Speaking as a former "occupier of Afghanistan", he's a nutbar of the first order and should head back to the rock he crawled out from under as quickly as we can get him on the aircraft.   Of course, this won't appeal to the Simon Fraser University "Spartacist" organization or his clutch of fellow-travellers, but, frankly, I could care less.


----------



## Spr.Earl (20 Sep 2005)

Lets all be open minded and just say there is wheat amongst the chaf.
The man has good and bad points.


----------



## Teddy Ruxpin (20 Sep 2005)

Spr.Earl said:
			
		

> Lets all be open minded and just say there is wheat amongst the chaf.
> The man has good and bad points.



Normally, I'm fairly middle of the road, but this apologist presses my buttons, particularly when he so obviously takes sides.   I currently have friends in Iraq and my brother served there in 2003.   The uneducated, smug, holier than thou comments on Afghanistan got to me too... Time for me to pop smoke on this thread.


----------



## Spr.Earl (20 Sep 2005)

Lets not our own feelings interfear with open and free debate which has and does often happen here on our site.
I have friends right now in the Sand Box but I don't let those on the out side get me angry.
I know my buds are doing good for the locals,did we not have the same when we were in the Balkans?
Yes Terrorism is a scourge and must be stamped out but lets not let our hearts poisen our minds to open and free thought from others not matter what the say as long as it does not hurt our own.


----------



## sheikyerbouti (20 Sep 2005)

I think there is too much of a focus on the term "occupier". There is a much greater historical context to the term tha most people wish to acknowledge. The presence of non-Islamist troops in a majority Muslim society has long been opposed (the Crusades anyone) and as such, the presence of armed non-muslims in an Islamist state  can be construed today by some people as an occupation.
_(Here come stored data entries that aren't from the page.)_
PR #573, opened 2024-10-23
Coral Ruschak

Coralruschak:


lib/facility.rb
```diff
@@ -1,14 +1,34 @@
...
 
-  def add_services(service)
+  def add_service(service)
     @services << service
   end
+
+  def register_vehicle(vehicle)
+    if @services.include?('Vehicle Registration')
+      vehicle.set_plate_type
+      vehicle.collect_fees
```
memcmahon, line 20: This method does not exist on a vehicle - it exists in this class so I would expect something like `collect_fees(vehicle)`

lib/facility.rb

 Provided we do little to constructively inform the Canadian and Afghan public about our efforts, then we have a lesser chance to remain involved in the long term, sustainable fashion that is central to rebuilding a society torn by war and strife for far too long.
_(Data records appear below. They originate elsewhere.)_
PR #574, opened 2024-10-23
Iteration 3 features Pull Request # 3

qoryhanisagal:


lib/facility_factory.rb
```diff
@@ -0,0 +1,26 @@
...
+  # It maps over the data, creating and returning an array of Facility objects based on the data.
+  #
+  # Parameters:
+  # - data: An array of hashes. Each hash contains information about a facility (name, address, phone, etc.).
+  #
+  # Returns:
+  # - An array of Facility objects.
+  def create_facilities(data)
+    # Iterate over each entry (facility_data) in the provided data array
+    data.map do |facility_data|
```
memcmahon, line 14: great use of .map

lib/facility_factory.rb
```diff
@@ -0,0 +1,26 @@
...
+      # Create and return a new instance of Facility using the data from the current hash (facility_data).
+      Facility.new({
```
memcmahon, line 16: This will work for data from the CO dataset, but will not work as expected for NY or MO.  Those datasets have different formats.

spec/facility_factory_spec.rb
```diff
@@ -0,0 +1,49 @@
+# Required files for testing
+require 'spec_helper'         # Load RSpec configuration and helpers
+require './lib/facility_factory'  # Load the FacilityFactory class
+require './lib/facility'          # Load the Facility class
+
+# Describe the test suite for the FacilityFactory class
+RSpec.describe FacilityFactory do
```
memcmahon, line 7: These are great tests for the colorado "style" of data - very thorough!  I also like that you are using a sample of data, instead of the entire dataset. Just keep an eye out that different states have differently formatted data.

spec/registrant_spec.rb
```diff
@@ -0,0 +1,70 @@
...
+    registrant_2.earn_permit
+
+    # Test if the permit status is updated
+    expect(registrant_2.permit?).to eq(true)
+  end
+
+  # Edge Case 1: Registrants of any age can earn a permit
+  it 'allows registrants of any age to earn a permit' do
+    registrant_young = Registrant.new('Baby Bruce', 5)
+    registrant_old = Registrant.new('Grandpa Joe', 85)
```
memcmahon, line 40: Great naming for these variables - it makes it super clear what you are testing!

PR #576, opened 2024-10-23
Shadeau Christensen

shadeauchristensen:
- removed "hard code" found new methods to cut code blocks down
-rspec passed all tests, removed tests that were unused and/or lacking
-rewrote entire second half of it2 & finished it3
- removed all if not most seelf comments to avoid confusion of written tests
-used comments made to reconfigure tests to make more sense


lib/vehicle.rb
```diff
@@ -1,25 +1,43 @@
...
     @model = vehicle_details[:model]
     @engine = vehicle_details[:engine]
+    @plate_type = nil
+    @registration_date = nil
   end
 
+  
   def antique?
-    Date.today.year - @year > 25
+    @year < 1995
```
memcmahon, line 23: This math isn't mathing - 1995 was 29 years ago....

lib/vehicle.rb
```diff
@@ -1,25 +1,43 @@
...
-
+  
   def electric_vehicle?
     @engine == :ev
   end
+
+  def assign_plate_type
+    if @year < Date.today.year - 25
+      @plate_type = :antique
+    elsif @engine == :ev
```
memcmahon, line 33: this works, you could also use `elsif electric_vehicle?`

lib/facility.rb
```diff
@@ -1,14 +1,89 @@
...
+      true
+    else
+      false
+    end
+  end
+
+  def registered_vehicle(vehicle)
+    if @services.include?('Vehicle Registration')
+      vehicle.assign_registration_date
+      vehicle.assign_plate_type
```
memcmahon, line 53: yay helper methods!

lib/facility.rb
```diff
@@ -1,14 +1,89 @@
...
+  def vehicle_age(vehicle)
+    Date.today.year - vehicle.year
+  end
+
+  def calculate_fees(vehicle)
+    registration_cost(vehicle.plate_type, vehicle_age(vehicle))
+  end
+end
+
+class FacilityFactory
```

 The CF has an uphill battle on its hands in terms of public relations as long as there is little recognition of our growing footprint in the Middle East. The Balkan conflict is exemplary of CF efforts going largely unrecognized when much good is done by the hands of so relatively few.

On a personal level, greater openness of our involvement can only reinforce the CF and its requirements to sustain itself operationally be it in terms of materiel, personnel or financing.


----------



## Spr.Earl (20 Sep 2005)

I agree but 99.99% of what we do is never made public.


----------



## sheikyerbouti (20 Sep 2005)

This begs the question, can more be made public?

If so, then what? And whose responsibility/decision is it to disclose such information?


----------



## TCBF (20 Sep 2005)

"I think there is too much of a focus on the term "occupier". There is a much greater historical context to the term tha most people wish to acknowledge. The presence of non-Islamist troops in a majority Muslim society has long been opposed (the Crusades anyone) and as such, the presence of armed non-muslims in an Islamist state  can be construed today by some people as an occupation."

- Or even un-armed Christians.

- And I think the reverse is true as well.  More so in Europe, but increasingly in North America, there is an undercurrent of frustration and dismay in the gradual 'occupation' of our western institutions to those acting in fear of or as apologists for the Islamo-fascist resistance to our civilization in the west.

Tom


----------



## sheikyerbouti (20 Sep 2005)

Too true, so how does one mitigate such reactionism? It seems to me that the best way is to fight back with information. If the enemy says "X" happened then we should say that it was really"Y" that occurred. This is classic propaganda but so what, if it serves the purpose of disseminating a positive message about your efforts then take your lumps with your sugar.

 The public will listen but you will have to shout hard to get heard over all the other noise. Persistence is key to effective media.


----------



## TCBF (20 Sep 2005)

"The public will listen but you will have to shout hard to get heard over all the other noise. Persistence is key to effective media."

- And effective propaganda as well.   Repeat a lie often enough, and people will believe it.   That is why the CBC is so critical to the liberalist hold on power.   If an election was called tomorrow, how much do you want to bet all of those striking workers would put down their picket signs and return to serving the greater cause of defeating That Guy From Alberta With The Scary Hidden Agenda?

Tom


----------



## Spr.Earl (20 Sep 2005)

sheikyerbouti said:
			
		

> Too true, so how does one mitigate such reactionism? It seems to me that the best way is to fight back with information. If the enemy says "X" happened then we should say that it was really"Y" that occurred. This is classic propaganda but so what, if it serves the purpose of disseminating a positive message about your efforts then take your lumps with your sugar.
> 
> The public will listen but you will have to shout hard to get heard over all the other noise. Persistence is key to effective media.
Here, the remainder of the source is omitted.